Problem description: Produce word for word the lines of the data below running from the one that has "PR #249, opened 2015-03-30" to the one that has "around their values.", inclusive, and no others.

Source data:

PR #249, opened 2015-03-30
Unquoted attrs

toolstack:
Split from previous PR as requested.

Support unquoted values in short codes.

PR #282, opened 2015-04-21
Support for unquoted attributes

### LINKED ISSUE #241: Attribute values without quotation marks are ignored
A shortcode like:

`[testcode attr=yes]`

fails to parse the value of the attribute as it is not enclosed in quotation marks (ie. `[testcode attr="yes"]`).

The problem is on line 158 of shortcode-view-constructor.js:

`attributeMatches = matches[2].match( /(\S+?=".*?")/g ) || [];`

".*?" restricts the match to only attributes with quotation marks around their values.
---
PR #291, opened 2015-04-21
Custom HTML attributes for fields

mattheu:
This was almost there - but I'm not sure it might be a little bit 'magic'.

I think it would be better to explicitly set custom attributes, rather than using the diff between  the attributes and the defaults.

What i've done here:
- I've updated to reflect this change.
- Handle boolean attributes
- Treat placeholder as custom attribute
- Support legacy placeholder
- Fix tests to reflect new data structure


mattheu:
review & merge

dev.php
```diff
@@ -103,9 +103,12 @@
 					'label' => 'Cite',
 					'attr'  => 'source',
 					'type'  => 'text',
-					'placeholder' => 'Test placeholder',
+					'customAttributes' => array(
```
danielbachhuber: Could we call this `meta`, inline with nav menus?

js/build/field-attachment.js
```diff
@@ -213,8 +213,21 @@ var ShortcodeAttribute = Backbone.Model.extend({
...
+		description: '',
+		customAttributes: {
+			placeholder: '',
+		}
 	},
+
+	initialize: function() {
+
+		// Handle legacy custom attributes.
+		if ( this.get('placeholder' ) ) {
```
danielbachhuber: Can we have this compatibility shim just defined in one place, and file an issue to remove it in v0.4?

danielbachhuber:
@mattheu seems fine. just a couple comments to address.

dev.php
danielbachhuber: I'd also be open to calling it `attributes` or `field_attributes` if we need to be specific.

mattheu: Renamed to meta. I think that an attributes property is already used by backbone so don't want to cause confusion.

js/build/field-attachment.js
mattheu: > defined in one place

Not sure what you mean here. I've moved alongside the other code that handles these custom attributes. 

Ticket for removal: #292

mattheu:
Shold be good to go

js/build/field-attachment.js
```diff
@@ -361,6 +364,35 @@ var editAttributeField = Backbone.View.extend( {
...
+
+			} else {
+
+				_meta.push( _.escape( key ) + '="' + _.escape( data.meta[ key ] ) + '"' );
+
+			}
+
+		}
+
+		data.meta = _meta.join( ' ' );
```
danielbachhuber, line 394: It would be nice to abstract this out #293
* * *
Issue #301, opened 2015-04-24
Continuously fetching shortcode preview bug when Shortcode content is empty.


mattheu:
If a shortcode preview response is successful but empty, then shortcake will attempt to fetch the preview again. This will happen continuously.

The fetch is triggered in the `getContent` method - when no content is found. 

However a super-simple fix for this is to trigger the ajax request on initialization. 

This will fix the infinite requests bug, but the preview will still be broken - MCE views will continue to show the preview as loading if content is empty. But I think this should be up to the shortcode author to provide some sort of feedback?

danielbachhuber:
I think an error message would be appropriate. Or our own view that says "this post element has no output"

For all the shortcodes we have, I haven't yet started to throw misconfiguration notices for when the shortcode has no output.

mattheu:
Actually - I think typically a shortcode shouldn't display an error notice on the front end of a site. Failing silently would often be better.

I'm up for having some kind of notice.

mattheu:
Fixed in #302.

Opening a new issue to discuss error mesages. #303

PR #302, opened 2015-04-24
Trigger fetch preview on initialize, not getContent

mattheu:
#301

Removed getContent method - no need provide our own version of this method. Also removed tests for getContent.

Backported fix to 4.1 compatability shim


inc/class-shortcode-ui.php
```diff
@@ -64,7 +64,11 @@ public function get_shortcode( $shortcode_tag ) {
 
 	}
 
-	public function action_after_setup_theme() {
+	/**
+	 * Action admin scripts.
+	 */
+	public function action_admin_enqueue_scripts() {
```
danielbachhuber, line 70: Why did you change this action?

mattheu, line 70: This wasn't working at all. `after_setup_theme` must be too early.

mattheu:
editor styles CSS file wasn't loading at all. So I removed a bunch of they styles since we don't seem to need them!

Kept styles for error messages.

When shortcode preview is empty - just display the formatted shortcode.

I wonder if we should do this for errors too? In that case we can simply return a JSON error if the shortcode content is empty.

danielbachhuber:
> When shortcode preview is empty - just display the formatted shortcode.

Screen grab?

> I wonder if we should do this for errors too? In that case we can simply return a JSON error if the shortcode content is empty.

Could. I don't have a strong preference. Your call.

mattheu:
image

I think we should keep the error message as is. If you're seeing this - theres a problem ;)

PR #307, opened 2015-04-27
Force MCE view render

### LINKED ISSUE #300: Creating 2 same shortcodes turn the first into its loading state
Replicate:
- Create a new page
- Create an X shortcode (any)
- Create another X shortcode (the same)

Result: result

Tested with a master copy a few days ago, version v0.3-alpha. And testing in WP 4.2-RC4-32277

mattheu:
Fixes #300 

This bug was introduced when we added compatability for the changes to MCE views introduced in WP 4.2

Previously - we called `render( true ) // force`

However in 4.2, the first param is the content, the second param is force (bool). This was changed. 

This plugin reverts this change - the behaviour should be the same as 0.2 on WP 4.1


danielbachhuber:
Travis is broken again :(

Result below:
PR #249, opened 2015-03-30
Unquoted attrs

toolstack:
Split from previous PR as requested.

Support unquoted values in short codes.

PR #282, opened 2015-04-21
Support for unquoted attributes

### LINKED ISSUE #241: Attribute values without quotation marks are ignored
A shortcode like:

`[testcode attr=yes]`

fails to parse the value of the attribute as it is not enclosed in quotation marks (ie. `[testcode attr="yes"]`).

The problem is on line 158 of shortcode-view-constructor.js:

`attributeMatches = matches[2].match( /(\S+?=".*?")/g ) || [];`

".*?" restricts the match to only attributes with quotation marks around their values.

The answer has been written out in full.